Sveaas claims that the district court erred in holding that "the Agreement expressly precludes damages for wines that sell below the expected price." He argues that the damages limitation provision in the Agreement "only applies to a theory of damages based on the consignor's reliance on estimates produced by Christie's, not to compensatory damages arising from Christie's breach of the Agreement or its fiduciary duties."

That limitations provision, Section 2.8(b), provides that any estimate made by Christie's with respect to the expected selling price of the wine is a statement of opinion that should not be relied upon by the seller as a guarantee of sale. It also provides that in no event would Christie's "be liable for the failure of [the wines] to be sold at such estimated or expected price or to reach the reserve." In addition, Section 7.6 states that neither party will be liable to the other for "any special, consequential or incidental damages."
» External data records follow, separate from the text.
PR #52, opened 2018-02-09
Transcoding via FFmpeg API

j0sh:
Commits roughly broken down by feature for easier review.

### DIFF
--- a/ffmpeg/ffmpeg.go
+++ b/ffmpeg/ffmpeg.go
@@ -9,7 +9,7 @@ import (
 	"unsafe"
 )
 
-// #cgo pkg-config: libavformat
+// #cgo pkg-config: libavformat libavfilter
 // #include <stdlib.h>
 // #include "lpms_ffmpeg.h"
 import "C"
--- a/ffmpeg/ffmpeg.go
+++ b/ffmpeg/ffmpeg.go
@@ -1,7 +1,11 @@
 package ffmpeg
 
 import (
+	"errors"
+	"fmt"
 	"github.com/golang/glog"
+	"strconv"
+	"strings"
 	"unsafe"
 )
 
@@ -9,6 +13,8 @@ import (
 // #include <stdlib.h>
 // #include "lpms_ffmpeg.h"
 import "C"
+
+var ErrTranscoderRes = errors.New("TranscoderInvalidResolution")
 
 func RTMPToHLS(localRTMPUrl string, outM3U8 string, tmpl string, seglen_secs string) error {
 	inp := C.CString(localRTMPUrl)
@@ -22,6 +28,41 @@ func RTMPToHLS(localRTMPUrl string, outM3U8 string, tmpl string, seglen_secs str
 	C.free(unsafe.Pointer(seglen))
 	if 0 != ret {
 		glog.Infof("RTMP2HLS Transmux Return : %v\n", Strerror(ret))
+		return ErrorMap[ret]
+	}
+	return nil
+}
+
+func Transcode(input string, ps []VideoProfile) error {
+	inp := C.CString(input)
+	params := make([]C.output_params, len(ps))
+	for i, param := range ps {
+		oname := C.CString(fmt.Sprintf("out%v%v", i, input))
+		res := strings.Split(param.Resolution, "x")
+		if len(res) < 2 {
+			return ErrTranscoderRes
+		}
+		w, err := strconv.Atoi(res[0])
+		if err != nil {
+			return err
+		}
+		h, err := strconv.Atoi(res[1])
+		if err != nil {
+			return err
+		}
+		br := strings.Replace(param.Bitrate, "k", "000", 1)
+		bitrate, err := strconv.Atoi(br)
+		if err != nil {
+			return err
+		}
+		fps := C.AVRational{num: C.int(param.Framerate), den: 1}
+		params[i] = C.output_params{fname: oname, fps: fps,
+			w: C.int(w), h: C.int(h), bitrate: C.int(bitrate)}
+	}
+	ret := int(C.lpms_transcode(inp, (*C.output_params)(&params[0]), C.int(len(params))))
+	C.free(unsafe.Pointer(inp))
+	if 0 != ret {
+		glog.Infof("Transcoder Return : %v\n", Strerror(ret))
 		return ErrorMap[ret]
 	}
 	return nil
--- a/ffmpeg/ffmpeg.go
+++ b/ffmpeg/ffmpeg.go
@@ -4,6 +4,7 @@ import (
 	"errors"
 	"fmt"
 	"github.com/golang/glog"
+	"path/filepath"
 	"strconv"
 	"strings"
 	"unsafe"
@@ -37,7 +38,7 @@ func Transcode(input string, ps []VideoProfile) error {
 	inp := C.CString(input)
 	params := make([]C.output_params, len(ps))
 	for i, param := range ps {
-		oname := C.CString(fmt.Sprintf("out%v%v", i, input))
+		oname := C.CString(fmt.Sprintf("out%v%v", i, filepath.Base(input)))
 		res := strings.Split(param.Resolution, "x")
 		if len(res) < 2 {
 			return ErrTranscoderRes
--- a/ffmpeg/lpms_ffmpeg.c
+++ b/ffmpeg/lpms_ffmpeg.c
@@ -1,12 +1,15 @@
 #include "lpms_ffmpeg.h"
 
 #include <libavformat/avformat.h>
+#include <libavutil/opt.h>
 
 //
 // Internal transcoder data structures
 //
 struct input_ctx {
   AVFormatContext *ic; // demuxer required
+  AVCodecContext  *vc; // video decoder optional
+  int vi; // video stream index
 };
 
 struct output_ctx {
@@ -171,6 +174,7 @@ open_output_err:
 static void free_input(struct input_ctx *inctx)
 {
   if (inctx->ic) avformat_close_input(&inctx->ic);
+  if (inctx->vc) avcodec_free_context(&inctx->vc);
 }
 
 static int open_input(char *inp, struct input_ctx *ctx)
@@ -180,6 +184,7 @@ static int open_input(char *inp, struct input_ctx *ctx)
   fprintf(stderr, msg); \
   goto open_input_err; \
 }
+  AVCodec *codec = NULL;
   AVFormatContext *ic   = NULL;
 
   // open demuxer
@@ -189,6 +194,20 @@ static int open_input(char *inp, struct input_ctx *ctx)
   ret = avformat_find_stream_info(ic, NULL);
   if (ret < 0) dd_err("Unable to find input info\n");
 
+  // open video decoder
+  ctx->vi = av_find_best_stream(ic, AVMEDIA_TYPE_VIDEO, -1, -1, &codec, 0);
+  if (ctx->vi < 0) {
+    fprintf(stderr, "No video stream found in input\n");
+  } else {
+    AVCodecContext *vc = avcodec_alloc_context3(codec);
+    if (!vc) dd_err("Unable to alloc video codec\n");
+    ctx->vc = vc;
+    ret = avcodec_parameters_to_context(vc, ic->streams[ctx->vi]->codecpar);
+    if (ret < 0) dd_err("Unable to assign video params\n");
+    ret = avcodec_open2(vc, codec, NULL);
+    if (ret < 0) dd_err("Unable to open video decoder\n");
+  }
+
   return 0;
 
 open_input_err:
@@ -197,7 +216,7 @@ open_input_err:
 #undef dd_err
 }
 
-int process_in(struct input_ctx *ictx, AVPacket *pkt)
+int process_in(struct input_ctx *ictx, AVFrame *frame, AVPacket *pkt)
 {
 #define dec_err(msg) { \
   if (!ret) ret = -1; \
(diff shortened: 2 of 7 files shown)


j0sh:
Ready for review.

ffmpeg/ffmpeg.go
```diff
@@ -27,6 +33,37 @@ func RTMPToHLS(localRTMPUrl string, outM3U8 string, tmpl string, seglen_secs str
 	return nil
 }
 
+func Transcode(input string, ps []VideoProfile) error {
+	inp := C.CString(input)
+	params := make([]C.output_params, len(ps))
+	for i, param := range ps {
```
ericxtang: I think we have to put the transcode call in a go routine somewhere in this call stack.  Otherwise it'll block until the work finishes.  Maybe the best place is in `Livepeernode.TranscodeAndBroadcast()` - just pointing it out so we don't forget.

j0sh: Sure -- I believe the old behavior was synchronous as well. If the blocking has been a problem with with go-livepeer all along, then we can change it there.

ffmpeg/lpms_ffmpeg.c
```diff
@@ -102,3 +140,588 @@ int lpms_rtmp2hls(char *listen, char *outf, char *ts_tmpl, char* seg_time)
...
+  if (ictx->vc) {
+    codec = avcodec_find_encoder_by_name("libx264"); // XXX make more flexible?
+    if (!codec) em_err("Unable to find libx264");
+
+    // open video encoder
+    // XXX use avoptions rather than manual enumeration
+    vc = avcodec_alloc_context3(codec);
+    if (!vc) em_err("Unable to alloc video encoder\n"); // XXX shld be optional
+    octx->vc = vc;
+    vc->width = av_buffersink_get_w(octx->vf.sink_ctx);
```
ericxtang: Anywhere I can learn about the buffer source / buffer sink API?

ffmpeg/lpms_ffmpeg.c
```diff
@@ -102,3 +140,588 @@ int lpms_rtmp2hls(char *listen, char *outf, char *ts_tmpl, char* seg_time)
...
+      struct filter_ctx *filter = NULL;
+      AVStream *ost = NULL;
+      AVCodecContext *encoder = NULL;
+
+      if (ist->index == ictx.vi && ictx.vc) {
+        ost = octx->oc->streams[0];
+        encoder = octx->vc;
+        filter = &octx->vf;
+      } else if (ist->index == ictx.ai && ictx.ai) {
+        ost = octx->oc->streams[!!ictx.vc];
```
ericxtang: Why !!ictx.vc here instead of something like `octx->oc->streams[1]`?

ffmpeg/lpms_ffmpeg.c
```diff
@@ -102,3 +140,588 @@ int lpms_rtmp2hls(char *listen, char *outf, char *ts_tmpl, char* seg_time)
...
+  if (ret < 0) proc_err("Error writing frame\n"); // XXX handle better?
+
+proc_cleanup:
+  av_frame_unref(frame);
+  av_packet_unref(&pkt);
+  return ret;
+#undef proc_err
+}
+
+#define MAX_OUTPUT_SIZE 3
```
ericxtang: Why use MAX_OUTPUT_SIZE if we already have nb_outputs?

j0sh: Good catch -- we preallocate MAX_OUTPUT_SIZE output contexts (on the stack), but we're missing the check for nb_outputs <= MAX_OUTPUT_SIZE.

ffmpeg/lpms_ffmpeg.c
j0sh: Accommodates the case where we don't have video. Video streams are always at index 0, but audio may be 0 or 1 depending on whether `ictx.vc` is non-null.

ffmpeg/lpms_ffmpeg.c
j0sh: Probably the canonical source for those specific functions is the header documentation, the comments are fairly thorough: https://github.com/FFmpeg/FFmpeg/blob/master/libavfilter/buffersink.h

j0sh:
Happy to explain whatever else about the code that may need clarification.

Agreed that the filtering API is a bit unexplored by the community, partially due to its relative new-ness. It's also a bit cumbersome to use compared to straight swscale and swresample, but I think the flexibility offered by filters will pay off in the long run. Filters have already been useful to avoid re-implementing fps handling, as well as certain adjustments on the audio (but the extra audio filters are disabled in the current code, aside from resampling).

For me, the best source of information has been the lavfi header documentation itself [1] , plus the docs on specific filters themselves [2] and the sample code [3][4].

[1] https://github.com/FFmpeg/FFmpeg/blob/master/libavfilter/avfilter.h
[2] http://ffmpeg.org/ffmpeg-filters.html
[3] https://github.com/FFmpeg/FFmpeg/blob/master/doc/examples/filtering_video.c
[4] https://github.com/FFmpeg/FFmpeg/blob/master/doc/examples/filter_audio.c

j0sh:
Fixed / clarified a couple of the points that were mentioned, and added tests for those cases to boot. Which is a good thing, because the tests uncovered bugs (which have also been fixed). There is also a small memory leak sometimes (about one frame's worth of memory) but will track that down.

ffmpeg/lpms_ffmpeg.c
j0sh: Added a comment explaining as much, and test cases to ensure that it actually handles no-audio and no-video correctly. Note that this line contains a bug:

`} else if (ist->index == ictx.ai && ictx.ai) {`

which should be `} else if (ist->index == ictx.ai && ictx.ac) {`

ericxtang:
🚢  after addressing a small issue - **I ran test.sh in devenv and kept getting a left-over ts segment in `/transcoder`.  Seems like it's not being properly cleaned up**

This has been a very educational code review process for me.  I still can't say I'd be able to build this from scratch, but at least now I understand some of the basic concepts in libav.

This note was helpful for me as I was going through the codebase - 

open_output

* av_guess_format
* avformat_alloc_output_context2
* If we have input video context
    * get the x264 codec (which is also the encoder)
    * vc = avcodec_alloc_context3 based on the codec
    * set vc's parameters based on octx (width, height, framerate, time_base, thread count, pix_fmt)
        * some of these are retrieved by calling av_buffersink_get_x.  
    * avcodec_open2 (what is this for? why do you have to “open” the codec?)
    * avformat_new_stream(call on the output context)
    * avcodec_parameters_from_context
* If we have input audio context
    * get the acc codec (which is also the encoder)
    * ac = avcodec_alloc_context3 - open the codec
    * set ac's parameters based on octx
        * a lot of these are retrieved by calling av_buffersink_get_x.
    * avcodec_open2
    * avformat_new_stream
    * avcodec_parameters_from_context
    * set timebase
* avio_open
* av_format_write_header

open_input (initialize everything in input_ctx)

* avformat_open_input - create ic (input AVFormatContext)
* avformat_find_stream_info
* open video decoder
    * av_find_best_stream (get the video stream)
    * vc = avcodec_alloc_context3 (AVCodecContext)
    * avcodec_parameters_to_context(vc, ic→streams[ctx→vi]→codecpar
    * av_opt_set_int (what does this do?)
    * avcodec_open2
* open audio decoder
    * av_find_best_stream (get the audio stream)
    * ac = avcodec_alloc_context3
    * avcodec_parameters_to_context
    * avcodec_open2

init_video_filters

* allocates a filter graph (avfilter_graph_alloc)
* create the “source” of the filter by adding a buffer to the graph, passing string parameters to it
* create the “sink” of the filter by adding a buffer sink to the graph, where we will get our filtered frames from
* use the magical function call “avfilter_graph_parse_ptr” to create the graph with the string-based filter graph, a filter input and a filter output
* use avfilter_graph_config to make sure the graph is valid
* allocate the filter output frame with av_frame_alloc

init_audio_filters

* Pretty much works the same way as init_video_filters

process_in (put everything into the frame?)

* av_init_packet
* loop
    * av_read_frame(ictx→ic, pkt) - read from input context into the packet
    * pkt has a stream_index → it can be either a video packet or an audio packet
    * get the decoder depending on the pkt type (either video or audio decoder)
    * avcodec_send_packet(put the packet into the decoder)
    * avcodec_receive_frame(put the decoder content into the frame)
* at the end (AVERROR_EOF), flush the decoder
    * call avcodec_send_packet with NULL
    * call avcodec_receive_frame
    * why set pkt→stream_index?
    * why not call dec_cleanup after the flush?

process_out

* depending on if the filter is active, we do “filtering” on the input frame
    * av_frame_copy_props(frame, inf) → copy the inf into frame
    * av_buffersrc_add_frame_flags (what does this do?)
    * av_buffersink_get_frame(get the frame out of the sink_ctx?)
    * tb = av_buffersink_get_frame_time_base(filter→sink_ctx)
* av_init_packet
* if the encoder is set (when should we NOT set the encoder?)
    * avcodec_send_frame
    * avcodec_receive_packet
* set pkt.pts, pkt.dts, pkt.duration
* av_interleaved_write_frame (from packet into octx->oc)

lpms_transcode

* open_input with ictx (initialize every thing in ictx)
* memset outputs
* for each output profile
    * sets context params (fname, width, height, bitrate, fps)
    * init_video_filters
    * init_audio_filters
    * open_output (initialize everything in octx)
* av_init_packet
* av_frame_alloc
* while loop
    * process_in → demux, decode (put everything into the frame)
    * get input stream (could be video or audio)
    * for each output profile
        * get output stream, encoder, and filter (could be video or audio, depending on input stream)
        * process_out
* flush
    * process_out with NULL (instead of frame)
    * av_interleaved_write_frame on oc
    * av_write_trialer on oc

j0sh:
Thanks for the review and the questions, helps to re-visit some of the assumptions I may have been making when writing this.

> I ran test.sh in devenv and kept getting a left-over ts segment in /transcoder. Seems like it's not being properly cleaned up

Good catch, this was actually a latent issue in the old code as well -- if ffmpeg failed to start for any reason then it would have failed to clean up. Fixed.

@ericxtang  what do you think about changing this further to stop creating temporary files in `ffmpeg_segment_transcoder` and just take an existing filename? This would require minor changes to go-livepeer as well.

> avcodec_open2 (what is this for? why do you have to “open” the codec?)

There are two parts here: the AVCodec and the AVCodecContext.

* The AVCodec identifies the specific codec and its constraints (codec name, media type, parameters that the en/decoder supports such as the selection of pixel formats or sample rates, etc).

* The AVCodecContext is the actual instantiation of the de/encoder that is operated on. So we first find the AVCodec, then instantiate the AVCodecContext based on the parameters we need (and what the codec supports).

> av_opt_set_int (what does this do?)

This sets the decoded frames to be reference counted rather than following the old semantics of copying everything if some data needs to be retained outside the decode process. Actually it's deprecated right now due to our usage of the receive_frame API; it was cargo-culted from some libavfilter examples. Removed.

We actually should be setting all our optional fields (bitrate, sample rate, etc etc) via AVOption, added some more info here https://github.com/livepeer/lpms/issues/55#issuecomment-369030155

> init_audio_filters Pretty much works the same way as init_video_filters

Eventually, we should should look into refactoring this so there's less boilerplate (avfilter_graph_parse2 looks promising) and more shared code between the audio and video filters.

> why set pkt→stream_index?

When we flush, it's because we've EOF'd on the input. However, we may still have some frames pending, so setting pkt->stream_index during flushing is how we identify which (input) stream the flushed frame belongs to, so we can select the correct encoders for the output after the process_in function returns.

Normally doing it this way is safer than poking inside AVFrame itself to determine the content type (whether audio/video), because decoded AVFrames don't carry any information about the source packet/stream. This is problematic for eg, multiple audio or video streams in the same output container.

> why not call dec_cleanup after the flush?

dec_cleanup releases the reference to the AVPacket that was read during input, but when flushing we don't have any more AVPackets to read. Rather, we're trying to extract the last remaining frames that may be buffered within the decoder.

> av_buffersrc_add_frame_flags (what does this do?)

This is a rather confusingly named function, but it should be read like av_buffersrc_add_frame_{with}_flags . All it does is feed the buffersrc with the frame and some additional flags. Changed it to use a helper function that's a bit less explicit, but follows the same semantics: `av_buffersrc_write_frame` .

> av_buffersink_get_frame(get the frame out of the sink_ctx?)

Yep, gets the frame out of the filter graph (the buffersink being the 'exit point' for that).

> if the encoder is set (when should we NOT set the encoder?)

Right now it should always be set unless the file doesn't actually have an audio or video stream. That check might have been a bit of leftover debugging.

In general we can also skip encoding if we're just doing stream copy / transmuxing , although lpms_transcode doesn't support that right now (and when it does, we might want to do it in a separate code path for clarity). Once stream copy is in, we can also subsume lpms_rtmp2hls into the lpms_transcode and save another ~100 lines or so.

ericxtang:
Thanks for the answers @j0sh.  I'm not sure what you mean by "just take an existing filename" - but I remember chatting about removing the temporary file approach with you and @dob but we decided it's still useful to have the temporary files.  Maybe we can use some kind of naming convention to organize the video files so we can keep them around in case the user wants to save the video.  What do you think?

j0sh:
About the temporary files -- we'd still have them, but those would be written to disk around here https://github.com/livepeer/go-livepeer/blob/b54cc54975782608266ad44fdbbe509df261c58e/core/livepeernode.go#L240

rather than within the LPMS transcode function.

The LPMS transcoder signature could change from https://github.com/livepeer/lpms/blob/master/transcoder/ffmpeg_segment_transcoder.go#L27 to something like:

`func (t *FFMpegSegmentTranscoder) Transcode(fname string) ([][]byte, error)`

We can keep the return value as bytes for now, since I think changing that might require more thought.

The net effect would be to prevent writing additional test segments to disk, but it's a very minor issue since we don't yet have that many tests around transcoding.

j0sh:
Changed the API here https://github.com/livepeer/lpms/pull/52/commits/61305278a1d19e3028e02fbded6fb72c283b6cf9 and added tests here https://github.com/livepeer/lpms/pull/52/commits/444fb87005db5e9965a1f5da317d6868c0fb3e59

ericxtang:
:shipit: :shipit: :shipit:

Under New York law, a contractual limitation on liability provision "represents the parties' [a]greement on the allocation of the risk of economic loss in the event that the contemplated transaction is not fully executed, which the courts should honor." Metro. Life Ins. Co. v. Noble Lowndes Int'l, Inc., 84 N.Y.2d 430, 436 (1994). The provision is enforceable "unless the party seeking to avoid liability has engaged in grossly negligent conduct evincing a reckless disregard for the rights of others." Pacnet Network Ltd. v. KDDI Corp., 912 N.Y.S.2d 178, 180-81 (1st Dep't 2010) (internal quotation marks omitted). No such conduct was alleged here. The district court did not err in holding, based on the plain text of the Agreement, that the Agreement precluded recovery of damages for wines selling below the expected price.

For the reasons stated, the judgment of the district court is AFFIRMED.

FootNotes


1. The district court properly construed Sveaas's breach of the covenant of good faith and fair dealing claim "as a breach of contract claim premised upon Christie's alleged bad-faith performance of the Agreement."